My goal is to reach Michael's four steps of a) Treatment Free b) Breed local survivors c) Proper Nutrition and d) Natural Comb.

My plan is to :
1) buy enough new deep plastic 4.9mm frames * to convert one brood box on each hive to small cell immediately.
2) not treat this spring or fall.
3) try to avoid splitting this year.
4) use new plastic 4.9mm frames for deep honey supers too and take very little or no honey this year.
5) use drawn 4.9mm honey frames to switch out the remaining large cell brood frames next spring and go with open frames from that point on.

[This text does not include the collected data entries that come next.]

Issue #92, opened 2019-08-29
attest: Implement EK cert verification, remove verifier/ subpackage


twitchy-jsonp:
Use-case: Verifying an EK certificate chains up to a set of known root CA's and intermediates.

We could leave this to implementers to hack something up using `x509.CertPool`, but there are a few complexities that make that suboptimal:

 - Numerous roots for a few vendors are malformed in ways that Go's x509/asn1 library refuses to parse (but cert-transparency can).
 - Key usages for EK certificate do not map onto the PKI model used for the web, meaning verification using defaults will fail.
 - Unrecognised extensions in the certs cause problems.

Proposal:

 - Make an `EKCertVerifier` structure, that consumes a slice of intermediate & root x509 certificates.

 - Users call `.Verify(der)` and recieve the validated certificate chain, or an error.

WDYT?

twitchy-jsonp:
```go

// EKCertVerifier checks that EK certificates chain up to a set of intermediates
// and root certificates.
type EKCertVerifier struct {
  roots, intermediates *x509.CertPool
}

// NewEKCertVerifier builds an EKCertVerifier object from the given set
// of root & intermediate certificates.
func NewEKCertVerifier(roots, intermediates []byte) (*EKCertVerifier, error) {
  // parse certs --> respective cert pools
}

// Verify checks the EK cert chains up to a known set of root & intermediate
// certificates.
func (v *EKCertVerifier) Verify(cert []byte) (chains [][]*x509.Certificate, err error) {
  // ...
}
```

@ericchiang WDYT?

ericchiang:
This functionality is already available via `"crypto/x509".Certificate.Verify` https://golang.org/pkg/crypto/x509/#Certificate.Verify

I don't see the benefit of adding duplicate API here. Would this be better as documentation?

twitchy-jsonp:
We could get away with documentation if we specify:

 - Youre gonna need to use the cert-transparency x509 package
 - Set `cert.UnhandledCriticalExtensions` to nil in the EKCert before verifying
 - Set `VerifyOptions.KeyUsages` to `[]x509.ExtKeyUsage{x509.ExtKeyUsageAny}`

ericchiang:
sgtm

I think that'd be a good place to start anyway. We should also document why you need to use cert-transparency x509, and why `UnhandledCriticalExtensions` has to be set to nil. Ideally, we'd actually parse those extensions in the future too.

[...]

PR #3, opened 2019-04-03
Update certificate-transparency-go dependency to fix broken reference.

twitchy-jsonp:

PR #269, opened 2022-03-24
Remove certificate-transparency-go dependency 

### LINKED ISSUE #247: Use `crypto/x509` rather than `certificate-transparency-go/x509`
`certificate-transparency-go/x509` relaxes the golang cert parsing and error checking in dangerous ways that should not be used apart from certificate observation use cases.

josephlr:
Fixes #247

Having non-standard x509 structures in the external API makes it very difficult to integrate with other libraries (see https://github.com/google/go-tpm-tools/pull/178). Furthermore, must of the certificate-transparency related differences are not longer needed now that https://github.com/google/go-attestation/issues/92 is fixed.

Looking at the past issues and PRs, I found three places where we needed certificate-transparency-go:
  - https://github.com/google/go-attestation/pull/3
    - No longer needed as `x509.RSAESOAEP` isn't used anymore in this library
  - https://github.com/google/go-attestation/pull/41
    - Using the Standard Library's `asn1` package doesn't seem to cause any issues (all tests pass).
    - The `parseCert` function and use of `asn1.UnmarshalWithParams` no longer exist
  - @twitchy-jsonp's comment https://github.com/google/go-attestation/issues/92#issuecomment-526681092
    -  Overriding `UnhandledCriticalExtensions` and `KeyUsages` can be done with the Standard Library's `x509` package.

The only code changes necessary to get a tests to pass was:
  - Properly use `Fatalf` (instead of `Errorf`)
  - Don't use `x509.IsFatal(err)` as non-fatal errors don't exist in the standard library
  - Don't depend on the exact error code returned by `x509.ParseCertificate` (this wasn't stable anyway)
    - We just unconditionally try the workaround for https://github.com/google/go-attestation/issues/157 if cert parsing fails.

Even if we eventually decide we need to _internally_ use certificate-transparency-go in a few limited places, we should use the standard library types in the external API, `attest.SecurebootState` for example.

### DIFF
--- a/.github/workflows/test.yml
+++ b/.github/workflows/test.yml
@@ -3,6 +3,11 @@ on:
     branches: [master]
   pull_request:
 
+# Workaround for SHA1 on Go 1.18. There are some kinks to be worked out. See
+# the tracking issue for more info: https://github.com/golang/go/issues/41682
+env:
+  GODEBUG: x509sha1=1
+
 name: Test
 jobs:
   test-linux:
--- a/attest/application_key_test.go
+++ b/attest/application_key_test.go
@@ -28,11 +28,10 @@ import (
 	"crypto/elliptic"
 	"crypto/rand"
 	"crypto/rsa"
+	"crypto/x509"
 	"encoding/asn1"
 	"math/big"
 	"testing"
-
-	"github.com/google/certificate-transparency-go/x509"
 )
 
 func TestSimTPM20KeyCreateAndLoad(t *testing.T) {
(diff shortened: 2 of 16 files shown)


josephlr:
Another use case for certificate-transparency might be: https://github.com/google/go-tspi/pull/24 (i.e. RSAES-OAEP keys). But I'm not sure if go-attestation actually needs this (as it mostly deals with singing keys).

brandonweeks (approved):

josephlr:
@brandonweeks all the tests are passing now.

I used `GODEBUG=x509sha1=1` to get our tests to pass. There is currently a back-port to fix some of the issues around how SHA1 was disable for x509 stuff, so we just reenable it for now. See https://github.com/golang/go/issues/41682 for more info.

PR #274, opened 2022-04-28
Add TPM 2 application key support for Windows

mjg59:
There's currently no support for creating application keys on Windows systems. This patch transitions the Windows key type to specifically refer to attestation keys, and reuses the existing wrapped key support for application keys. This allows the creation of keys in the platform store, while still allowing said keys to be manipulated with existing TPM functionality rather than duplicating it.


hslatman:
Hey @mjg59,

Is there anything I can do to help move this forward? I've been working on getting signing to work with application keys on Windows, building on top of your contributions here, combined with some changes from @brandonweeks. It would be great if my changes can be upstreamed, instead of having to maintain a separate fork.

PR #296, opened 2022-11-04
Preserve error logic in getPrimaryKeyHandle

gerow:
In `wrappedTPM20.getPrimaryKeyHandle()`, preserve any error from the short-circuit `tpm2.ReadPublic()` logic, so that we can return it alongside any failure in `tpm2.CreatePrimary()`


ericchiang (approved):
Thanks!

I felt getting them to smaller cell size is the most important first step, but didn't think I could get all frames to 4.9mm in one season.

Sound like a good plan ?

Thank you,
Scott

* Note : Michael said the plastic frame is the most likely frame to have the bees maintain the small size since bees would resize wax 4.9mm foundation and continue to build large cell in open frames.


----------



## lharder (Mar 21, 2015)

What are the source of your bees?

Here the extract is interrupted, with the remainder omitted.